NoC Coherency Is the Hidden Tax on AI SoC Design

Arteris VP Andy Nightingale puts it plainly: compute is scaling faster than Moore's Law, but data movement and energy efficiency determine whether that compute is actually usable. This piece is a useful corrective to the narrative that AI SoC design is primarily a compute problem. It isn't. It's a data routing problem dressed up as a compute problem.

The CPU vs. NPU coherency split is the key insight here. CPUs need cache-coherent NoCs because the programming model assumes coherence -- you can't break that contract without breaking software. NPUs and accelerators almost always get non-coherent NoCs because throughput and power efficiency matter more than strict consistency semantics. That sounds clean in theory, but real AI SoCs have both, plus DMA engines, PCIe endpoints, and now die-to-die chiplet interfaces. Every domain boundary is a coherency negotiation, and each one is a potential performance cliff if it's misspecced at architecture time.

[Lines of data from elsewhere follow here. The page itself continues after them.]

PR #960, opened 2018-02-16
Improve(?) terminfo handling

### LINKED ISSUE #959: xterm-termite: unknown terminal type
I'm using the [termite terminal](https://github.com/thestinger/termite) and want to start a new instance with mosh running in it.

I'm starting it like this:

```
termite --hold -e 'mosh some.server'
(termite:10041): GLib-WARNING **: GChildWatchSource: Exit status of a child process was requested but ECHILD was received by waitpid(). Most likely the process is ignoring SIGCHLD, or some other thread is invoking waitpid() with a nonpositive first argument; either behavior can break applications that use g_child_watch_add()/g_spawn_sync() either directly or indirectly.
```

And the new terminal shows this mosh error:
```
'xterm-termite': unknown terminal type.
Died at /usr/bin/mosh line 311.
```

mosh shoul gracefully catch an unknown terminal type and not fail imo.

cgull:
Fixes #959, or something.

This makes Mosh more generous in the face of an unknown `TERM` variable or otherwise bad terminfo configuration.  It allows Mosh to stumble onward, disabling all terminfo-driven features except 256-color mode.

I am somewhat divided about this "fix".  On the one hand, it'll break quite horribly on a non-ANSI terminal such as an ADM-3a or Televideo 970.  On the other hand, terminals that are truly incompatible with Mosh are rare now, and this might improve the user experience.  Anybody have strong feelings one way or the other?

### DIFF
--- a/src/frontend/mosh-client.cc
+++ b/src/frontend/mosh-client.cc
@@ -89,13 +89,20 @@ static void print_usage( FILE *file, const char *argv0 )
 static void print_colorcount( void )
 {
   /* check colors */
-  setupterm((char *)0, 1, (int *)0);
-
-  char colors_name[] = "colors";
-  int color_val = tigetnum( colors_name );
-  if ( color_val == -2 ) {
-    fprintf( stderr, "Invalid terminfo numeric capability: %s\n",
-	     colors_name );
+  int errret = -2;
+  int ret = setupterm((char *)0, 2, &errret);
+  int color_val = 256;
+  if ( ret != OK ) {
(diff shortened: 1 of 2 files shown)


keithw:
I guess my tentative view is that if the user's setup is clearly messed up, it's preferable to give the user a clear error message at startup time (one we can help them with, or they can Google, or ideally one that tells them specifically what's wrong), than to silently ignore the problem and end up giving bad results in the middle of the session, which are much harder to debug and more likely to make Mosh seem flaky...

cgull:
Overcome by lack of interest.

Issue #120, opened 2012-04-10
SSH Agent Forwarding


dt:
Would be great to be able to forward local SSH agents. Seems to ignore `ForwardAgent yes` in `~/.ssh/config`

termie:
+1

xtimmu:
+1

NoUseFreak:
:thumbsup:

benlemasurier:
+1

timesking:
+1

jravetch:
:+1:

takaidohigasi:
+1

RubenKelevra:
+1

codeshrew:
:+1:

aaroncline:
:+1:

PAStheLoD:
Hey,

Since the code works (thanks to kevinr), I couldn't stand it just sitting somewhere in a lonely Git repo. So, here's a Debian (actually Ubuntu) package, that works (for me at least): https://github.com/PAStheLoD/mosh/tree/master#but-if-you-do

joshSzep:
+1

dejadejoder:
I may have founded a workaround using 'tmux':
1. login with normal ssh client
2. open a tmux terminal and detach it
3. login with mosh
4. attach previously created tmux terminal
You may be able to log with ssh-agent to your remote machines. I am not sure how long tmux will keep link with the ssh-agent...

patcon:
Just as one sample use-case that would seem to not work with the `ProxyCommand` solution:

When working in a country with poor internet connection, and wanting to treat your local workstation as a stupid machine that SSH's into your actual workstation on a cloud provider. Using agent forwarding seems to make it as if my SSH key were deleted each time I log out

ddarbyson:
+1

davydovmax:
Must have feature for me (can't use mosh without it).

rinne:
The current version of agent patches on top of the current upstream master branch of mosh is in #696. Some maintainer asked for patches to be re-merged and I assumed that it meant that they were going to pull the feature to mainline. However it has been 17 days (after I re-merged the feature) and nothing has happened since.
For now, cloning mosh sources from https://github.com/rinne/mosh and compiling agent-forwarding-merge-20151128 branch (--with-agent-forwarding), does the trick.

Omeryl:
:+1:

gavit:
Has it been added to the main yet?

andr-04:
[...]

PR #986, opened 2018-07-11
Multiple network stream support

d4l3k:
This adds the basic support for multiple network streams via a `Network::MultiplexerStream`. It aggregates the diffs for multiple child streams into one.

This is intermediate work towards implementing #337.

### DIFF
--- a/src/protobufs/Makefile.am
+++ b/src/protobufs/Makefile.am
@@ -1,4 +1,4 @@
-source = userinput.proto hostinput.proto transportinstruction.proto
+source = userinput.proto hostinput.proto transportinstruction.proto stream.proto
 
 AM_CPPFLAGS = $(protobuf_CFLAGS)
 AM_CXXFLAGS = $(WARNING_CXXFLAGS) $(HARDEN_CFLAGS) $(MISC_CXXFLAGS) -Wno-error


brainstorm:
Can someome @mobile-shell review this please? @cgull ?

andersk:
This didn’t pass the automated CI test, because we still support platforms with poor or missing C++11 support (that may [change](https://github.com/mobile-shell/mosh/pull/990) after this release, but for now it’s a requirement). When building on a C++11 system, `make check` shows a failing test. Also, some quick manual tests show this isn’t backwards compatible with the existing Mosh protocol in either direction.

d4l3k:
@andersk I realize the tests are failing, just wanted someone to give a thumbs up/thumbs down whether this approach would ever be accepted before fixing it up.

Does it need to be backwards compatible between versions? I can probably hack some support in if necessary.

keithw:
We haven't broken compatibility on the wire protocol since early 2012 and I'm not too enthusiastic to do it now -- so yeah, any protocol design here would probably need to be backwards compatible (or bundled with some huge major rev). You've probably seen the amount of anger we induced by turning down a _backwards-compatible_ protocol change that added support for ssh-agent forwarding, so I just want to be upfront that we're unlikely to take major protocol changes to the Mosh/SSP protocol that haven't been discussed and reached consensus on the mailing lists.

brainstorm:
Keith, thanks for your answer. I've quickly scanned the [mosh-devel ML archives](http://mailman.mit.edu/pipermail/mosh-devel/) up to the beginning of 2017 but couldn't easily find that thread/discussion... can you brief us on what would be an acceptable patch would look like if even backwards-compatible changes are (routinely?) rejected?

I know that the stakes are high for such a popular, stable and great project, but I just want to manage expectations on whether we'll likely see this feature landing the main codebase at all or we shouldn't even be trying at this point?

Perhaps there's some major rearchitecting going on for future major releases and this feature makes more sense there instead of trying to merge it now?

keithw:
Hello -- I appreciate your candor here. I was thinking of the discussions around https://github.com/mobile-shell/mosh/issues/120 (and on the mailing list, https://www.mail-archive.com/mosh-devel@mit.edu/msg00980.html).

I think something like this could be part of a "mosh v2" (and I also have my ideas about what might be nice to have in "mosh v2"), but we honestly haven't even started the process of talking about what might be in scope for that. Probably we might start by brainstorming what we really want to do here, and in what dimensions we want to improve on mosh v1, and then build the protocol around that. That would be my druthers for the way to go, but it's a big effort not yet begun... It's not like we've started to rearchitect.

brainstorm:
It's almost a year later now, is there a mosh v2 in sight where this feature could be included, @keithw? The bounty for this feature getting implemented keeps increasing: https://github.com/mobile-shell/mosh/issues/337#issuecomment-518970059 :)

The multi-die angle is what makes this particularly sharp right now. Chiplets are forcing coherency decisions even earlier in the design cycle because you're not just partitioning logic -- you're negotiating protocols across physical die boundaries with limited bandwidth. The old approach of adding commercial NoC IP late in the flow doesn't work when the package topology constrains what topologies are even viable. Teams that treat this as an implementation detail rather than an architectural decision are going to get burned at integration time.